- What the exercise asks
Give back exactly the first lines of the entries below, through the line with "--- a/cuda/solver/batch_bicgstab_kernels.cu".
*** Opening Record extracts ***
PR #1652, opened 2024-07-23
Temporarily disable optimized batched solver instantiations

pratikvn:
This PR temporarily disables the instantiations of the different batched solver kernels to reduce compilation time.

### DIFF
--- a/cuda/solver/batch_bicgstab_kernels.cu
+++ b/cuda/solver/batch_bicgstab_kernels.cu
@@ -167,6 +167,9 @@ public:
 
         value_type* const workspace_data = workspace.get_data();
 
+        // Only instantiate when full optimizations has been enabled. Otherwise,
+        // just use the default one with no shared memory.
+#ifdef GINKGO_BATCHED_FULL_OPTIMIZATIONS
         // Template parameters launch_apply_kernel<StopType, n_shared,
         // prec_shared>
         if (sconf.prec_shared) {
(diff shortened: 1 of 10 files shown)


cuda/solver/batch_bicgstab_kernels.cu
```diff
@@ -167,68 +167,69 @@ public:
...
-            case 9:
-                launch_apply_kernel<StopType, 9, false>(
-                    sconf, logger, prec, mat, b.values, x.values,
-                    workspace_data, block_size, shared_size);
-                break;
-            default:
-                GKO_NOT_IMPLEMENTED;
-            }
-        }
+        // if (sconf.prec_shared) {
```
MarcelKoch, line 173: nit: IMO it could just be deleted directly, we still have the code in the git log, so it won't be lost. But I'm also fine with leaving it as it is, which probably highlights that it's only temporary.

MarcelKoch (approved):

yhmtsai:
It currently forces the behavior.
Because you add the config.hpp, I thought you would like to use config.hpp (configured by CMake) to control the behavior.
Because it is used by some projects, do they use these optimized instantiation?

pratikvn:
Yes, currently we decided to temporarily remove the optimized instantiations. A more permanent solution would be something of the form in https://github.com/ginkgo-project/ginkgo/pull/1629

We decided not to go with the config options as that is maybe more annoying for users.

Currently a few projects use the optimized versions, but I think they rely on the previous release, so it should be okay. We will move to the split version soon anyway.

pratikvn:
Created an issue https://github.com/ginkgo-project/ginkgo/issues/1661, with the milestone 1.9.0, to track it.

upsj (approved):

cuda/solver/batch_bicgstab_kernels.cu
upsj: I feel the same way, but since this is temporary, it shouldn't matter much

PR #1653, opened 2024-07-24
Add early return to solvers that apply preconditioners before first residual check

fritzgoebel:
For the following solvers, in case of an alread good enough initial guess, we apply the preconditioner before checking the residual norm for the first time. That can be quite a bit of wasted effort, so I suggest adding a residual norm check to avoid it.

I added it for CG here, if we agree this is reasonable, it would also be applicable to

- BiCG
- FCG
- GCR


pratikvn (changes requested):
You need to update the benchmark and example outputs, but otherwise, I think this looks good.

PR #1658, opened 2024-08-02
add Schwarz config

yhmtsai:
This PR adds the schwarz config.
Following the current decision, only allow the global index setting from the `type_descriptor`.
Because sizeof(global_index_type) >= sizeof(index_type), there is an invalid configuration (int64, int32) such that we can not use current dispatch. We only have this case, so I directly write it into the schwarz not create another generalized version for dispatch.

### DIFF
--- a/core/test/config/type_descriptor.cpp
+++ b/core/test/config/type_descriptor.cpp
@@ -21,6 +21,7 @@ TEST(TypeDescriptor, TemplateCreate)
 
         ASSERT_EQ(td.get_value_typestr(), "float64");
         ASSERT_EQ(td.get_index_typestr(), "int32");
+        ASSERT_EQ(td.get_local_index_typestr(), td.get_index_typestr());
         ASSERT_EQ(td.get_global_index_typestr(), "int64");
     }
     {
@@ -29,6 +30,7 @@ TEST(TypeDescriptor, TemplateCreate)
 
         ASSERT_EQ(td.get_value_typestr(), "float32");
         ASSERT_EQ(td.get_index_typestr(), "int32");
+        ASSERT_EQ(td.get_local_index_typestr(), td.get_index_typestr());
         ASSERT_EQ(td.get_global_index_typestr(), "int32");
     }
     {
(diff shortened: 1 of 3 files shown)


core/config/schwarz_config.cpp
```diff
@@ -0,0 +1,52 @@
...
+
+
+template <>
+deferred_factory_parameter<gko::LinOpFactory> parse<LinOpFactoryType::Schwarz>(
+    const pnode& config, const registry& context, const type_descriptor& td)
+{
+    auto updated = update_type(config, td);
+    // We can not directly dispatch the global index type without consider local
+    // index type, which leads the invalid index type <int64, int32> in
+    // compile time.
```
pratikvn, line 26: This logic would be necessary for all distributed types with Global and Local Index types, right ?

core/test/config/type_descriptor.cpp
```diff
@@ -21,27 +21,40 @@ TEST(TypeDescriptor, TemplateCreate)
...
         ASSERT_EQ(td.get_index_typestr(), "int32");
+        ASSERT_EQ(td.get_global_index_typestr(), "int64");
+    }
+    {
+        SCOPED_TRACE("specify global indextype");
+        auto td = make_type_descriptor<float, int, int>();
+
+        ASSERT_EQ(td.get_value_typestr(), "float32");
+        ASSERT_EQ(td.get_index_typestr(), "int32");
+        ASSERT_EQ(td.get_global_index_typestr(), "int");
```
pratikvn, line 32: Maybe to be clear:
```suggestion
        ASSERT_EQ(td.get_global_index_typestr(), "int32");
```

include/ginkgo/core/config/type_descriptor.hpp
```diff
@@ -27,10 +29,9 @@ namespace config {
  * value `void` can be used to specify that no default type is provided. In this
  * case, the configuration has to provide the necessary template types.
  *
- * If the configuration specifies one of the fields (or both):
+ * If the configuration specifies one field (only allow value_type now):
  * ```
  * value_type: "some_value_type"
- * index_type: "some_index_type"
  * ```
  * these types will take precedence over the type_descriptor.
```
pratikvn, line 36:
```suggestion
 * this type will take precedence over the type_descriptor.
```

include/ginkgo/core/config/type_descriptor.hpp
```diff
@@ -59,9 +63,15 @@ class type_descriptor final {
      */
     const std::string& get_index_typestr() const;
 
+    /**
+     * Get the global index type string
+     */
+    const std::string& get_global_index_typestr() const;
```
pratikvn, line 69: Just `index` and `global_index` is a bit confusing IMO. It would be nice to change it to `local_index` and `global_index`, but I understand that that would be a breaking change.

pratikvn (approved):
LGTM!

core/config/schwarz_config.cpp
yhmtsai: yes, but no other cases require it currently.

core/test/config/type_descriptor.cpp
yhmtsai: interesting... "int" should be wrong but the test seems not to catch it

yhmtsai: I miss adding it in the CMakeLists..

core/config/schwarz_config.cpp
yhmtsai: we limit linopfactory only

MarcelKoch (approved):
LGTM. I would suggest to not instantiate `type_descriptor` versions, which are not allowed.

include/ginkgo/core/config/type_descriptor.hpp
```diff
@@ -42,12 +43,15 @@ class type_descriptor final {
      *
      * @param value_typestr  the value type string. "void" means no default.
      * @param index_typestr  the index type string. "void" means no default.
+     * @param global_index_typestr  the global index type string. "void" means
+     * no default.
```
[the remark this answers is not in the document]
yhmtsai: no, the value in `the value "void"` just mentions it is a possible value like float32, float64, int32 not it is for valuetype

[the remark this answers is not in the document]
yhmtsai: Yes, we can only set up value type in file now. with void in index or global index type, user will get error when they use some solver requiring the index type.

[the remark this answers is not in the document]
yhmtsai: It seems to be useful only when user wants to ensure solver only uses the type provided by user.
It will be quite rare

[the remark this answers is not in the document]
yhmtsai: I have removed them for now

PR #1662, opened 2024-08-06
add file config example with the configs

yhmtsai:
This PR adds the example to show the solver configuration based on the file.
This PR aims to set up config close to the existing example without any registry usage.
Note. the stopping criterion is different among these configs.
- cg.json: simple-solver
- blockjacobi-cg.json: preconditioned-solver
- ir.json: iterative-refinement
- parilu.json: ilu-preconditioned-solver (by using factoization parameter directly)
- pgm-multigrid-cg.json: multigrid-preconditioned-solver (set min_coarse_rows additionally due to this small example matrix)
- mixed-pgm-multigrid-cg.json: mixed-multigrid-preconditioned-solver (assuming there are always more than one level)

There will be another one example to show the registry usage.


examples/file-config-solver/config/blockjacobi-cg.json
MarcelKoch, line 1: IMO, all json files should be merged, and the filenames should be keywords instead. I think that is more realistic for acutal usecases.

examples/file-config-solver/build.sh
```diff
@@ -0,0 +1,16 @@
...
+    echo -e "Usage: $0 GINKGO_BUILD_DIRECTORY"
+    exit 1
+fi
+BUILD_DIR=$1
+THIS_DIR=$( cd "$( dirname "${BASH_SOURCE[0]}" )" &>/dev/null && pwd )
+
+source ${THIS_DIR}/../build-setup.sh
+
+# build
+${CXX} -std=c++14 -o ${THIS_DIR}/file-config-solver ${THIS_DIR}/file-config-solver.cpp \
```
MarcelKoch, line 14:
```suggestion
${CXX} -std=c++17 -o ${THIS_DIR}/file-config-solver ${THIS_DIR}/file-config-solver.cpp \
```
I guess this would need to be updated for all examples.

examples/file-config-solver/file-config-solver.cpp
```diff
@@ -0,0 +1,150 @@
...
+    //              directly)
+    // pgm-multigrid-cg.json: multigrid-preconditioned-solver (set
+    //                        min_coarse_rows additionally due to this small
+    //                        example matrix)
+    // mixed-pgm-multigrid-cg.json: mixed-multigrid-preconditioned-solver
+    //                              (assuming there are always more than one
+    //                              level)
+    auto config = gko::ext::config::parse_json_file(configfile);
+    // Create the registry, which allows passing the existing data into config
+    // This example does not show the usage
```
MarcelKoch, line 94: nit:
```suggestion
    // This example does use existing data.
```

examples/file-config-solver/file-config-solver.cpp
```diff
@@ -0,0 +1,150 @@
...
+    auto tic = std::chrono::steady_clock::now();
+    solver->apply(b, x);
+    exec->synchronize();
+    auto toc = std::chrono::steady_clock::now();
+    time += std::chrono::duration_cast<std::chrono::nanoseconds>(toc - tic);
+
+    // Print out the solver config
+    std::cout << "Config file: " << configfile << std::endl;
+    std::ifstream f(configfile);
+    std::cout << f.rdbuf() << std::endl;
```
MarcelKoch, line 129: You could output the json directly:
```
std::cout << std::setw(4) << nlohman::json::parse(configfile) << std::endl;
```
see: https://json.nlohmann.me/api/operator_ltlt/
Of course, it would make more sense if the json object was stored already before.

MarcelKoch (changes requested):
LGTM. I would prefer the json files merged.

examples/file-config-solver/config/blockjacobi-cg.json
yhmtsai: I thought user usually swap the file to choose the solver, which gives less confusing.

MarcelKoch: I would think a single file is less confusing, since it's only one file, where the keys are the previous filenames, and you can add comments for each configuration. (Ofc not in JSON, but that is arguably not a good format for this use case anyway.)

thoasm: After reading through this PR, I agree with @yhmtsai.
Having one file per configuration is much simpler because it makes it easier to swap them around.
Additionally, it is easier to understand when reading the code, which is important for this example.

examples/file-config-solver/file-config-solver.cpp
```diff
@@ -0,0 +1,150 @@
...
+    // ir.json: iterative-refinement
+    // parilu.json: ilu-preconditioned-solver (by using factoization parameter
+    //              directly)
+    // pgm-multigrid-cg.json: multigrid-preconditioned-solver (set
+    //                        min_coarse_rows additionally due to this small
+    //                        example matrix)
+    // mixed-pgm-multigrid-cg.json: mixed-multigrid-preconditioned-solver
+    //                              (assuming there are always more than one
+    //                              level)
+    auto config = gko::ext::config::parse_json_file(configfile);
```
thoasm, line 92: My main concern is that this only tests a single file as part of our automatic tests. It doesn't check the other files, so we couldn't detect if we broke the compatibility.

examples/CMakeLists.txt
```diff
@@ -20,6 +20,7 @@ set(EXAMPLES_EXEC_LIST
 set(EXAMPLES_LIST
     ${EXAMPLES_EXEC_LIST}
     custom-stopping-criterion
+    file-config-solver
```
thoasm, line 23: Does this mean they are not run as part of our CI?
Is there a reason why we don't?

thoasm (commented):
Right now, I only comment until the discussion is resolved.
I would like all configuration files to be tested and part of the CI.
Other than that, I only have nits.

examples/file-config-solver/file-config-solver.cpp
yhmtsai: I assume you mean `This example does not use existing data.`

examples/file-config-solver/file-config-solver.cpp
yhmtsai: Thanks for this information.
I will put it when we have the example with loading json object before

examples/CMakeLists.txt
yhmtsai: I have added test which only checks it can run properly.

yhmtsai: I do not reuse the existing one because it needs to accept additional parameter

MarcelKoch (approved):
I still think that
1. JSON is not the right format
2. The files should be combined, and annotated with comments

But I won't hold up the PR.

MarcelKoch (changes requested):
you also need to add the file to `doc/examples/examples.hpp.in`

yhmtsai:
I think json does not support the comment in the file.

My thought on this example is to show user can provide any kind of new config and then they can get a new solver without recompilation.
Combining them and accessing by key is somehow in the half-way. When they add a new solver to try, they need to recompile the program for the new key which is conflicted with the file config benefit.

> Json is not suitable format 

It is another topic. this example does not tend to handle this discussion.

MarcelKoch (approved):

examples/file-config-solver/file-config-solver.cpp
```diff
@@ -0,0 +1,150 @@
...
+    solver->add_logger(logger);
+
+    // Solve system
+    exec->synchronize();
+    const auto tic = std::chrono::steady_clock::now();
+    solver->apply(b, x);
+    exec->synchronize();
+    const auto toc = std::chrono::steady_clock::now();
+    const auto time =
+        std::chrono::duration_cast<std::chrono::nanoseconds>(toc - tic);
```
greole, line 124: Maybe change to:
```suggestion
        std::chrono::duration_cast<std::chrono::milliseconds>(toc - tic);
```
you can remove the conversions later?

examples/file-config-solver/file-config-solver.cpp
```diff
@@ -0,0 +1,150 @@
...
+    // Print solver statistics
+    std::cout << "Solver iteration count:     " << logger->get_num_iterations()
+              << std::endl;
+    std::cout << "Solver generation time [ms]: "
+              << static_cast<double>(gen_time.count()) / 1000000.0 << std::endl;
+    std::cout << "Solver execution time [ms]: "
+              << static_cast<double>(time.count()) / 1000000.0 << std::endl;
+    std::cout << "Solver execution time per iteration[ms]: "
+              << static_cast<double>(time.count()) / 1000000.0 /
+                     logger->get_num_iterations()
```
greole, line 148: See comment above about milliseconds.

examples/file-config-solver/doc/intro.dox
```diff
@@ -0,0 +1,5 @@
+<a name="File Config Solver"></a>
+<h1>This example shows how to use file to configure solver.</h1>
+
+<h3> In this example, we first read in a matrix from a file. We read the file to configure the solver. The example features the generating time and runtime of the solver.</h3>
```
greole, line 4:
```suggestion
<h3> In this example, we first read in a matrix from a file. Then we read the config file to configure the solver. The example application reports the generation and run time of the solver.</h3>
```

examples/file-config-solver/file-config-solver.cpp
```diff
@@ -0,0 +1,150 @@
...
+    auto one = gko::initialize<vec>({1.0}, exec);
+    auto neg_one = gko::initialize<vec>({-1.0}, exec);
+    auto initres = gko::initialize<vec>({0.0}, exec);
+    A->apply(one, x, neg_one, b);
+    b->compute_norm2(initres);
+
+    // Copy b again
+    b->copy_from(host_b);
+
+    // Read the json file into ginkgo structure
```
greole, line 81:
```suggestion
    // Read the json config file to configure the ginkgo solver. The following files are available 
```

examples/file-config-solver/file-config-solver.cpp
```diff
@@ -0,0 +1,150 @@
...
+    // generate the linopfactory on the given executors
+    auto solver_gen = gko::config::parse(config, reg, td).on(exec);
+
+    // Create solver
+    const auto gen_tic = std::chrono::steady_clock::now();
+    auto solver = solver_gen->generate(A);
+    exec->synchronize();
+    const auto gen_toc = std::chrono::steady_clock::now();
+    const auto gen_time =
+        std::chrono::duration_cast<std::chrono::nanoseconds>(gen_toc - gen_tic);
```
greole, line 110: Maybe use ms to avoid conversion later.
```suggestion
        std::chrono::duration_cast<std::chrono::milliseconds>(gen_toc - gen_tic);
```

greole (approved):
LGTM.

examples/file-config-solver/file-config-solver.cpp
yhmtsai: good point!

PR #122, opened 2018-03-28
Linear Motion Profile Generator

aftersomemath:
Currently supports generating motion profiles from velocity commands. Produces completely filled motion point arrays suitable for use for feedforward and setpoint type switching in LLM.

Fixes the incompatibilities introduced by #121 .

Personally, I'm a big fan of this approach for generating motion profiles for tasks in HLM. It allows plans to be specified with little effort while respecting the limits of the controller.


src/iarc7_motion/task_command_handler.py
```diff
@@ -250,23 +264,15 @@ def handle_ground_interaction_done(self, status, result):
...
-    Sends twist (x, y, z, and angular velocities) to LLM
+    Sends motion point stamped array to LLM
 
     Args:
-        twist: TwistStampedArray (array of twists) or just a single twist stamped.
+        motion_point_stamped_array: MotionPointStampedArray
     """
-    def _publish_twist(self, twist):
-        if type(twist) is TwistStampedArray:
-            self._last_twist = twist.twists[-1]
```
amiller27: Let's rip out `self._last_twist` entirely if we don't use it anymore

amiller27: And rip it out of the state monitor entirely

src/iarc7_motion/linear_motion_profile_generator.py
```diff
@@ -0,0 +1,209 @@
...
+
+        # Initialize the velocities array with the starting velocity
+        velocities = [v_start]
+
+        # Generate velocities corresponding to the acceleration period
+        if accel_steps > 0:
+            accel_times = (np.linspace(0.0, accel_steps*self._PROFILE_TIMESTEP, accel_steps)
+                     * accel_steps
+                     * self._PROFILE_TIMESTEP)
+            velocities.extend([a_target * accel_time + v_start for accel_time in accel_times])
```
amiller27: This is going to add two timesteps at `v_start`

src/iarc7_motion/linear_motion_profile_generator.py
```diff
@@ -0,0 +1,209 @@
...
+        np_to_msg(p_start, motion_point.motion_point.pose.position)
+
+        plan.motion_points.append(motion_point)
+        pose = PoseStamped()
+        pose.header.stamp = motion_point.header.stamp
+        pose.pose = motion_point.motion_point.pose
+        pose_only_plan.poses.append(pose)
+
+        # Generate the motion profile for all the remaining velocities and accelerations
+        for i in range(1, velocities.shape[0]-1):
```
amiller27: Is there a reason we're throwing out the last point in `velocities`?

aftersomemath: Yes because we don't have an acceleration for the last time.

src/iarc7_motion/task_command_handler.py
aftersomemath: Agreed

src/iarc7_motion/linear_motion_profile_generator.py
```diff
@@ -0,0 +1,209 @@
...
+
+            # Check that the time is at least equal to the current time
+            # before generating a plan
+            if start_motion_point.header.stamp < rospy.Time.now():
+                start_motion_point.header.stamp = rospy.Time.now()
+            return start_motion_point
+
+        else:
+            # Make sure a starting point newer than the last sent time is sent
+            for i in range(1, len(self._last_motion_plan.motion_points)):
```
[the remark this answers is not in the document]
asaba96: Do we assume LLM has started executing the motion points and we want to interpolate from the absolute first guaranteed one that hasn't been executed?

src/iarc7_motion/linear_motion_profile_generator.py
```diff
@@ -0,0 +1,209 @@
...
+        v_delta = v_desired - v_start
+
+        # Assign a direction to the target acceleration
+        a_target = self._TARGET_ACCEL * v_delta / np.linalg.norm(v_delta)
+
+        # Find the time required to accelerate to the desired velocity
+        acceleration_time = min(np.linalg.norm(v_delta) / self._TARGET_ACCEL, self._PLAN_DURATION)
+
+        # Use the rest of the profile duration to hold the velocity
+        steady_velocity_time = self._PLAN_DURATION - acceleration_time
```
asaba96: What happens in the case that `self._PLAN_DURATION` is smaller than the `acceleration_time`?

amiller27: It can't be, because of line 139

asaba96: Wow i shouldn’t code review at 1am in the morning

aftersomemath: Well I wrote this around 3-4am

src/iarc7_motion/linear_motion_profile_generator.py
aftersomemath: Fixed

src/iarc7_motion/task_command_handler.py
aftersomemath: Can't be ripped out but added a fix that is in the spirit of the way it used to be.

src/iarc7_motion/linear_motion_profile_generator.py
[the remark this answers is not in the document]
aftersomemath: The motion point between the point just before the current time and just after the current time is interpolated and assumed to be the current state of the drone. The motion plan is then re-generated from that state.

src/iarc7_motion/linear_motion_profile_generator.py
```diff
@@ -0,0 +1,209 @@
...
+            # Check that the time is at least equal to the current time
+            # before generating a plan
+            if start_motion_point.header.stamp < rospy.Time.now():
+                start_motion_point.header.stamp = rospy.Time.now()
+            return start_motion_point
+
+        else:
+            # Make sure a starting point newer than the last sent time is sent
+            for i in range(1, len(self._last_motion_plan.motion_points)):
+                if self._last_motion_plan.motion_points[i].header.stamp > time:
```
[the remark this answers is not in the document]
aftersomemath: Because the first point has to be a point newer than the current time for the indexing to work.

src/iarc7_motion/task_command_handler.py
aftersomemath: Some more was removed as discussed.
*** Closing Record extracts ***
- Task response
PR #1652, opened 2024-07-23
Temporarily disable optimized batched solver instantiations

pratikvn:
This PR temporarily disables the instantiations of the different batched solver kernels to reduce compilation time.

### DIFF
--- a/cuda/solver/batch_bicgstab_kernels.cu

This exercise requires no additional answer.